‘Total collapse’: alarm bells as COVID deaths rise in Bosnia | News on the coronavirus pandemic


Alarm is growing in Bosnia over the escalating coronavirus crisis in Sarajevo Canton, which has recorded the highest rate of cases and deaths in the Western Balkans.

In the two weeks to March 14, the capital of the canton of Bosnia recorded 1,763 cases and 31.5 deaths per 100,000 population, according to data from the European Center for Disease Prevention and Control.

Local media reported on Sunday that 90 funerals were held in just four days in Sarajevo.

The daily death toll is double the record 335 recorded in March of last year, an early peak in the pandemic.

“The death toll in Sarajevo in March was never – except perhaps during the [1992-1995] war – was higher, ”reported a local news site.

The government has been under pressure to start immunizing its population of 3.3 million en masse, but 12 weeks after the European Union and neighboring Serbia started their immunization programs, the country has failed until now only received 50,000 vaccines – mostly donations.

More recently, on Tuesday, Turkish President Recep Tayyip Erdogan pledged to donate 30,000 vaccines after meeting with the three Bosnian presidents in Ankara.

Bosnia had ordered 2.1 million vaccines under the global COVAX program, but deliveries have been delayed and it is still unclear when the country will be able to obtain its first vaccines from distributors.

“ A self-proclaimed corona-free zone ”

On top of the crisis, there were few physical distancing measures in place for much of the year and a lax stance on masks.

Indoor spaces such as cafes and clubs were opened to capacity until recently, when it became apparent that cases and deaths were on the rise.

Vedran Zubic, a high school teacher in Sarajevo, told Al Jazeera he has known dozens of people infected in recent weeks and at least 10 people hospitalized due to COVID-19.

“People are lining up to organize a funeral,” Zubic said.

“When all [in Europe] was shutting down, we were a self-proclaimed “corona free zone”. People were coming [into the country], dozens of Jahorina mountain (ski) buses were arriving in the city, cafes and shopping centers were open. Only the schools were closed.

“During this time, the government could not buy vaccines … there was no action and people are not protecting themselves.”

Skiers gather at a cafe on the slopes of Mount Jahorina near the Bosnian capital of Sarajevo on February 26, 2021. The Jahorina Olympic Center recorded a high number of visitors during the 2020-21 winter season [Elvis Barukcic/AFP]

Adi Cerimagic, analyst at the Berlin-based European Stability Initiative, told Al Jazeera: “When the Bosnian authorities, under public pressure amid a successful vaccination program in Serbia and a new pandemic wave , have decided to buy directly [from the distributors], it has been carried out slowly to their own detriment and so far we are seeing poor results.

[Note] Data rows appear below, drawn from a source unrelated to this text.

PR #698, opened 2020-08-27
BLK: Update to latest black & move target version to pyproject.toml

snowman2:
Looks like stickler is stuck on `19.10b0`

### DIFF
--- a/pyproj/geod.py
+++ b/pyproj/geod.py
@@ -570,10 +570,11 @@ class Geod(_Geod):
         -------
         (float, float):
             The geodesic area (meters^2) and permimeter (meters) of the polygon.
-       """
+        """
         try:
             return self.polygon_area_perimeter(  # type: ignore
-                *geometry.xy, radians=radians,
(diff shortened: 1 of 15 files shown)


pyproj/geod.py
```diff
@@ -570,10 +570,11 @@ def geometry_area_perimeter(
         -------
         (float, float):
             The geodesic area (meters^2) and permimeter (meters) of the polygon.
-       """
+        """
         try:
             return self.polygon_area_perimeter(  # type: ignore
-                *geometry.xy, radians=radians,
+                *geometry.xy,
+                radians=radians,
```
jorisvandenbossche, line 577: BTW, the reason those are now put on multiple lines (while they fit on a single) is the trailing comma AFAIU. If you want to keep it on a single line, you can remove the comma (not that it is a big issue though ;))

snowman2: Nice - that is a good tip. Thanks :+1:

PR #717, opened 2020-10-09
TST: Test EPSG 10 PROJ changes (PART 2)

snowman2:
Related: https://github.com/OSGeo/PROJ/pull/2371


snowman2:
The main change that might need to be looked at is: `test_datum__from_user_input`

PR #742, opened 2020-11-04
Specify units of measuring methods

underchemist:
Specifies that the unit of the output for `Geod.line_length` and `Geod.line_lengths` is meters.

### DIFF
--- a/pyproj/geod.py
+++ b/pyproj/geod.py
@@ -352,7 +352,7 @@ class Geod(_Geod):
         """
         .. versionadded:: 2.3.0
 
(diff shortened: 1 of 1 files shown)


snowman2:
Thanks :+1:

snowman2:
@underchemist, it looks like the commit is not recognizing your username for some reason.

underchemist:
I did this quickly from my work laptop which doesn't have my personal git config setup, all good.

snowman2:
Sounds good. To double check, you don't mind merging it in as?

underchemist:
yep no problem

PR #752, opened 2020-11-26
Delete .gitattributes

micahcochran:
This file is a a relic from when PROJ's code (vendor code) was in the pyproj repo.  Github's linguist had to be told to ignore that code when calculating the amount of Python versus C code for it percent Language in the repo (PROJ dwarfs pyproj in lines of code).


snowman2:
Thanks 👍 🦃

PR #783, opened 2021-03-01
TST: mask warning in test_cf_from_numpy_dtypes

snowman2:
Continuation of #775

### DIFF
--- a/test/crs/test_crs_cf.py
+++ b/test/crs/test_crs_cf.py
@@ -51,19 +51,20 @@ def test_cf_from_numpy_dtypes():
         "latitude_of_projection_origin": numpy.int(45),
     }
     crs = CRS.from_cf(cf)
-    assert crs.to_dict() == {
-        "datum": "WGS84",
-        "lat_0": 45,
-        "lat_1": 60,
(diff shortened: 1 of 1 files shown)


test/crs/test_crs_cf.py
```diff
@@ -51,19 +51,20 @@ def test_cf_from_numpy_dtypes():
         "latitude_of_projection_origin": numpy.int(45),
```
jorisvandenbossche, line 51: Instead of masking the warning, I think the "proper" fix is to change the above to `numpy.int64(45)`

snowman2: The warning masked is the one about losing CRS information raised by pyproj when exporting to PROJ string.  That is good to know about the numpy deprecation. If you have a moment to raise an issue or open a quick PR with the fix, that would be helpful. Thanks 👍

jorisvandenbossche: Ah, yes, stupid me, of course the warning you were fixing wasn't coming from here, since the pytest.warns is only below ;)

(but indeed, something to fix anyway, and I see you already did a PR!)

He said officials should have been more prepared and more productive to secure and deploy vaccines.

“It was necessary to organize experts in this field that Bosnia has [across the country] who would provide professional support in choosing which producers to contact, and thus increase public confidence in the vaccines purchased. “

Political scientist Jasmin Mujanovic told Al Jazeera that there was another factor behind the woes of the Sarajevo pandemic.

“A second reason seems to be a degree of obstructionism, in particular on the part of a handful of HDZ (Croatian Nationalist Party) cadres in key positions in the state and federation government apparatus.” , Mujanovic said. “Some speculate [they] use this situation to take advantage of concessions [out of] their desire for certain changes to the electoral law.

‘A total collapse’

Immunologist Jasenko Karamehic told the Bosnian newspaper Dnevni Avaz on Tuesday that vaccines had to be bought quickly for at least two-thirds of the population, or one and a half million people, to gain herd immunity.

Smaller purchases of 20,000 or 100,000 vaccines could be counterproductive because there is no consistent vaccination, Karamehic said.

“The country needs to start doing its job so that we can get collective immunity because it’s not a quick process … it should have been done like Serbia and Croatia, before the new year,” said he declared.

“We would now have fewer people infected, less burden on hospitals and the health care system, a less devastated economy and fewer deaths. But we have an extreme death toll and someone should be held criminally responsible. “

Back in Sarajevo, the feeling of grief is fresh for Arnesa Buljusmic-Kustura.

Her grandfather died on Friday after the whole family was infected.

For nine days, the family sought medical help for their grandfather; his condition deteriorated rapidly and he was unable to breathe properly.

But Buljusmic-Kustura said their appeals and appeals were ignored.

“It was like he was being deliberately ignored because he was an older person. No one tried to provide real medical assistance, ”Buljusmic-Kustura said, adding that some family members had seen medical staff treating other COVID patients without wearing PPE.

“There is a total collapse of the already fragile health system. The virus has been around for a year and during that time absolutely nothing has been done by the authorities or the government to ensure the safety of people, ”she said.

“The people of Bosnia are on their own and many are terrified… This is more than a tragedy, it is government and medical negligence.”